Chair, trill, stand, click, trill, click. Click, down. Away. The light is still on. Who does he think pays the light bills around here?

"I want to get him on stairs," his physical therapist said a while back, so now no stroll to the playground is complete without an ascent on the stair/slide complex. Sometimes Alex goes up the stairs sideways, left foot always up first, as if he were climbing some old table, and sometimes he crawls frontways while I hover behind and strain to not touch him. He grabs his way along the railing at the top - it seems to me Alex could shoot through the gaps in the bars of the railing (he's fast) but he just works his way hand over hand to the top of the slide.
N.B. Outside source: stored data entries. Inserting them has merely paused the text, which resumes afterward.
PR #359, opened 2026-07-29
feat(experiment-tag): buffer impressions until consent is granted

tyiuhc:
Closes the second half of [WEB-172](https://linear.app/amplitude/issue/WEB-172/rejection-cleanup-impression-buffering). The rejection-cleanup half is #357; this is impression buffering, which needed WEB-171's gate primitives to exist first.

**Stacked on #358.** Review that first — this is one new file plus a five-line hook.

## What it does

A visitor who leaves the consent banner up still gets variants applied, which means impressions still fire. Those impressions are the last thing in the tag that would reach the device without consent, and they take an unusual route there: the SDK's `PersistentTrackingQueue` parks any unsent event in `EXP_unsent_*` localStorage.

So the buffer sits **upstream** of that queue, wrapping the integration's `track` before `addPlugin` binds it. Every deferred impression reports itself as tracked, so the queue lets go of it and the payload never reaches localStorage — this buffer becomes the only thing keeping it. On grant they replay; on refusal they are dropped.

That `return true` is the load-bearing decision, and it reads as a lie about a refused impression. The alternative is worse: returning `false` hands the event straight to the persistent queue, which is exactly the localStorage write consent forbids. The plan text said to return `false` on refusal; this implements `true` for that reason.

## Replay carries the original timestamp

The analytics SDK timestamps an event as it receives it, which for a replay is the moment of the grant — potentially minutes after the variant was actually shown. Each buffered impression gets `eventProperties.time` stamped when it occurs, and an explicit `time` already on the event is left alone. Without this, every consent-deferred impression is misattributed to the grant.

The stamp is applied to a copy; the caller's event object is not mutated.

## Replay is ordered and retried

Impressions replay in the order they occurred, stopping at the first one the integration declines — the analytics SDK it forwards to may not have a receiver attached yet at the moment of grant. The rest stay buffered and a 1s poller retries until the buffer drains, mirroring how the SDK's own queue behaves. A throwing integration is treated as a decline rather than losing the event.

The buffer is capped at 512 events, matching `PersistentTrackingQueue`'s own cap, and drops oldest-first.

## Idempotent wrap

The integration object is shared with the customer — they may have supplied it — and two copies of the tag can land on one page. `wrapIntegrationTrack` marks the integration with a string-keyed flag (not a symbol, so separate bundles recognize each other's wrapper) and returns early if it is already gated.

## Ordering constraint

The wrap must precede `addPlugin`: the integration manager binds `track` as it takes the plugin on, so a wrap applied afterwards would never be seen. That is why the call sits directly after `experimentIntegration.type = 'integration'` rather than anywhere later in `start()`.

## Test plan

- [x] `consent-impression-buffer.test.ts` — feature-off and granted-from-the-start track straight through, and the integration's own return value is relayed so the SDK can still retry a refusal; double-wrap is a no-op
- [x] Pending — impression withheld but reported as tracked, occurrence time stamped, an explicit `time` preserved, caller's event object not mutated
- [x] Grant — deferred impressions sent in the order they occurred, direct pass-through afterwards, retry for an integration that is not yet ready, poller stops once the buffer drains, a throwing integration is retried rather than dropped
- [x] Denial — impressions deferred while pending are dropped, are not sent if consent arrives later, and later impressions are discarded rather than tracked
- [x] 420 tests / 26 suites green (up from 404 / 25 on #358 — 1 new suite, 16 new tests)
- [x] `yarn lint` 0 errors (69 warnings, all pre-existing repo-wide); `tsc --noEmit` clean

[WEB-172]: https://amplitude.atlassian.net/browse/WEB-172?atlOrigin=eyJpIjoiNWRkNTljNzYxNjVmNDY3MDlhMDU5Y2ZhYzA5YTRkZjUiLCJwIjoiZ2l0aHViLWNvbS1KU1cifQ

### DIFF
--- a/packages/experiment-tag/src/consent/consent-impression-buffer.ts
+++ b/packages/experiment-tag/src/consent/consent-impression-buffer.ts
@@ -1,0 +1,149 @@
+import { getClearInterval, getSetInterval } from '@amplitude/experiment-core';
+import type {
+  ExperimentEvent,
+  IntegrationPlugin,
+} from '@amplitude/experiment-js-client';
+
+import {
+  isConsentPending,
+  isConsentWithheld,
+  onConsentDecision,
+} from './consent-gate';
+
+/** Matches the cap on the SDK's own PersistentTrackingQueue. */
+const MAX_BUFFERED_EVENTS = 512;
+const RETRY_INTERVAL_MS = 1000;
+
+/**
+ * Marks an integration whose `track` is already gated. A string key rather than
+ * a symbol so that two copies of the tag on one page recognize each other's
+ * wrapper and the integration is not gated twice.
+ */
+const WRAPPED_KEY = '__ampConsentGatedTrack';
+
+type Tracker = (event: ExperimentEvent) => boolean;
+
+/**
+ * Holds impressions in memory while the visitor has yet to answer the consent
+ * banner, and sends them once consent is granted.
+ *
+ * This sits upstream of the SDK's PersistentTrackingQueue, which would otherwise
+ * park an unsent impression in localStorage. Every deferred impression therefore
+ * reports itself as tracked, so the queue lets go of it and the payload never
+ * reaches the device — this buffer becomes the only thing keeping it.
+ */
+class ImpressionBuffer {
+  private readonly buffered: ExperimentEvent[] = [];
+  private flushArmed = false;
+  private poller: ReturnType<typeof setInterval> | undefined;
+
+  constructor(private readonly realTrack: Tracker) {}
+
+  track(event: ExperimentEvent): boolean {
+    if (!isConsentWithheld()) {
+      return this.realTrack(event);
+    }
+    if (isConsentPending()) {
+      this.buffer(event);
+      this.armFlush();
+    }
+    // A refusal discards the impression: it is the one outcome where the event
+    // must never be sent, so there is nothing to hold on to.
+    return true;
+  }
+
+  private buffer(event: ExperimentEvent): void {
+    if (this.buffered.length >= MAX_BUFFERED_EVENTS) {
+      this.buffered.shift();
+    }
+    this.buffered.push(stampTime(event));
+  }
+
+  private armFlush(): void {
+    if (this.flushArmed) {
+      return;
+    }
+    this.flushArmed = true;
+    onConsentDecision((granted) => {
+      if (granted) {
+        this.flush();
+      } else {
+        this.buffered.length = 0;
+      }
+    });
+  }
+
+  /**
+   * Replays the deferred impressions in the order they occurred, stopping at the
+   * first one the integration will not take — the analytics SDK it forwards to
+   * may not have a receiver attached yet. The rest stay buffered and a poller
+   * retries, mirroring how the SDK's own queue drains.
+   */
+  private flush(): void {
+    let sent = 0;
+    for (; sent < this.buffered.length; sent++) {
+      try {
+        if (!this.realTrack(this.buffered[sent])) {
+          break;
+        }
+      } catch {
+        break;
+      }
+    }
+    this.buffered.splice(0, sent);
+    if (this.buffered.length > 0) {
+      this.startRetry();
+    } else {
+      this.stopRetry();
+    }
+  }
+
+  private startRetry(): void {
+    if (this.poller !== undefined) {
+      return;
+    }
+    const setInterval = getSetInterval();
+    if (!setInterval) {
+      return;
+    }
+    this.poller = setInterval(() => {
+      this.flush();
+    }, RETRY_INTERVAL_MS);
+  }
+
+  private stopRetry(): void {
+    if (this.poller === undefined) {
+      return;
+    }
+    getClearInterval()?.(this.poller);
+    this.poller = undefined;
+  }
+}
+
+/**
+ * Records when the impression happened. The analytics SDK timestamps an event
+ * as it receives it, which for a replay is the moment of the grant — long after
+ * the variant was shown for a visitor who leaves the banner up.
+ */
+function stampTime(event: ExperimentEvent): ExperimentEvent {
+  const properties = event.eventProperties;
+  if (!properties || properties.time !== undefined) {
+    return event;
+  }
+  return { ...event, eventProperties: { ...properties, time: Date.now() } };
+}
+
+/**
+ * Routes an integration's impressions through a consent buffer, in place. The
+ * integration is shared with the customer (they may have supplied it), so the
+ * wrapper is applied at most once.
+ */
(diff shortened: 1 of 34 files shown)


packages/experiment-tag/src/consent/consent-impression-buffer.ts
```diff
@@ -0,0 +1,151 @@
...
+const RETRY_INTERVAL_MS = 1000;
+
+/**
+ * Marks an integration whose `track` is already gated. A string key rather than
+ * a symbol so that two copies of the tag on one page recognize each other's
+ * wrapper and the integration is not gated twice.
+ */
+const WRAPPED_KEY = '__ampConsentGatedTrack';
+
+type Tracker = (event: ExperimentEvent) => boolean;
```
kwliou, line 34: It's not clear what this `Tracker` type represents e.g. what is the return value for? Could you add a comment here or to the constructor below?

packages/experiment-tag/src/consent/consent-impression-buffer.ts
```diff
@@ -0,0 +1,151 @@
...
+  }
+}
+
+/**
+ * Records when the impression happened. The analytics SDK timestamps an event
+ * as it receives it, which for a replay is the moment of the grant — long after
+ * the variant was shown for a visitor who leaves the banner up.
+ */
+function stampTime(event: ExperimentEvent): ExperimentEvent {
+  if (event.eventProperties?.time !== undefined) {
```
kwliou, line 166: nit: `time` as a label isn't really specific.

packages/experiment-tag/src/consent/consent-impression-buffer.ts
kwliou, line 34: Could you comment here or the constructor below. It's not clear what this represents and is used for e.g. what is the return value supposed to be?

packages/experiment-tag/src/consent/consent-impression-buffer.ts
```diff
@@ -0,0 +1,151 @@
...
+ * Routes an integration's impressions through a consent buffer, in place. The
+ * integration is shared with the customer (they may have supplied it), so the
+ * wrapper is applied at most once.
+ */
+export function wrapIntegrationTrack(integration: IntegrationPlugin): void {
+  const marked = integration as IntegrationPlugin & Record<string, unknown>;
+  if (marked[WRAPPED_KEY]) {
+    return;
+  }
+  const buffer = new ImpressionBuffer(integration.track.bind(integration));
```
kwliou, line 203: Not blocking but same case in the other PR where I'm worried this won't be straightforward to debug in prod i.e. can I easily view the impression buffer state? I could set a breakpoint if I can find the poller function but the code would be minified. It would be nice if I could view the multiple queues in one place or if it was exposed on the SDK instance somewhere.

packages/experiment-tag/src/consent/consent-impression-buffer.ts
tyiuhc: Documented in a5e6948 — it's the integration's original `track`, and the boolean is `IntegrationPlugin.track`'s contract: whether the downstream integration accepted the event (the analytics SDK may not have a receiver attached yet). `flush` relies on it — `false` or a throw stops the replay, keeps the rest buffered, and hands off to the retry poller.

tyiuhc: Documented in a5e6948 (see thread above) — the return value is what stops a flush when the analytics SDK has no receiver yet.

packages/experiment-tag/src/consent/consent-impression-buffer.ts
tyiuhc: The key is a contract rather than a label: the analytics SDK's event-bridge receiver destructures `time` out of `eventProperties` and promotes it to the canonical event timestamp (`setEventReceiver` in Amplitude-TypeScript's `browser-client.ts`), and the client already stamps `exposure.time` on web experiment exposures — this is the fallback for events that arrive without one. Renaming would silently break replay timestamps. Added a comment citing this in a5e6948.

packages/experiment-tag/src/consent/consent-impression-buffer.ts
tyiuhc: Added in a5e6948 — `window.webExperiment.getDebugState().consent.impressionBuffers` now reports one entry per wrapped integration: `buffered` count, `flushArmed`, and whether the retry poller is running. Same debug root as the gate state added in #358.

packages/experiment-tag/src/experiment.ts
```diff
@@ -619,6 +621,11 @@ export class DefaultWebExperimentClient implements WebExperimentClient {
       );
     }
     this.globalScope.experimentIntegration.type = 'integration';
+    if (consentGate.required) {
+      // Must precede addPlugin: the integration manager binds `track` as it
+      // takes the plugin on, so a later wrap would never be seen.
+      wrapIntegrationTrack(this.globalScope.experimentIntegration);
```
kwliou, line 627: Confirming, does putting this here make sense? It looks like start() needs to wait for consent anyways (deferredStart)?

tyiuhc: It does — start() having run doesn't mean consent is settled. The wrapper covers (1) mid-session revocation: a visitor can deny after granting while the client keeps running, and `isConsentWithheld()` is what discards impressions from that moment; and (2) #361, which starts the client under `pending` — this PR introduces the buffer, that one routes pending traffic through it. It sits at this exact point because the integration manager binds `track` as it takes the plugin on; a later wrap would never be seen. `consentGate.required` keeps it a no-op when gating is off.

kwliou (commented):
I've been thinking of ways to consolidate the surface areas of the multiple flushes and buffers. Ideally this would also make it more deterministic and easier to follow. What do you think about refactoring each of the instances of ConsentAwareCookieStorage, SyncCookie, ImpressionBuffer etc. communicating with a single ConsentRuntime/Manager which handles the consent state changes (and pending sink queues etc) rather than each of them reading consent status.

kwliou:
We can discuss larger refactors later on but here's my understanding with AI:
Web storage flushes its map.
Cookie storage flushes another map.
SyncJsonCookie promotes its memory value.
ImpressionBuffer starts replaying.
Denial cleanup erases persisted data.

I see benefits in centralizing and coordinating this transition versus the multiple localized callbacks.

flushPendingState() {
  await this.flushPhase(Identity)
  await this.flushPhase(Session)
  await this.flushPhase(Attribution)
  await this.flushPhase(CachedState)
  await this.drain(Impressions)
}

kwliou (approved):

Here I scoop him up. "Let's go down, Alex!" I say, and I put him on my lap and wiggle onto the shiny metal. I forget to lift my sneakers, though, and we go down herky-jerky. Daddy's slide over, Alex then usually shoots back to the stairs. Lately, however, he's darted for the concrete steps leading to the playground gate and the busy intersection. "You're taking my hand if you're going near the street, pal," I say, grasping his fingers. Alex almost always yanks his hand away, but I take it again and eventually he lets me. Yet as we walk away I can feel his glance return to the gate, and I can feel the little pull down there as he wants, wants, wants to get back close to the big fast cars.

"Once more on the slide, Alex?"

Today Jill calls to say he's climbing the outside of the shower door. "He's Spiderbaby!" she says. At home tonight I will look one minute and he'll be on grinning on the coffee table. Then I'll look again and he'll be on the floor and headed my way. When did he get down? Who helped him? Who does he think pays the bills around here?